> **SUPPLIED DATA**:
PR #1284, opened 2017-02-27
fix url for images

tttp:
Ask discussed and requested by @gordonwoodhull 
I'm not too sure what is the branch I should pull into, but given it's a onliner change on a file no one else touched, probably not a big issue ;)

### DIFF
--- a/web/ep/index.html
+++ b/web/ep/index.html
@@ -18,7 +18,7 @@
 
 <script>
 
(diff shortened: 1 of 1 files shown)


gordonwoodhull:
Thanks @tttp! Fixed in 2.0.2 (and will be merged to later versions).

> **EXERCISE PROMPT**:
A verbatim copy of the listing is needed.

> **EXPECTED ANSWER**:
PR #1284, opened 2017-02-27
fix url for images

tttp:
Ask discussed and requested by @gordonwoodhull 
I'm not too sure what is the branch I should pull into, but given it's a onliner change on a file no one else touched, probably not a big issue ;)

### DIFF
--- a/web/ep/index.html
+++ b/web/ep/index.html
@@ -18,7 +18,7 @@
 
 <script>
 
(diff shortened: 1 of 1 files shown)


gordonwoodhull:
Thanks @tttp! Fixed in 2.0.2 (and will be merged to later versions).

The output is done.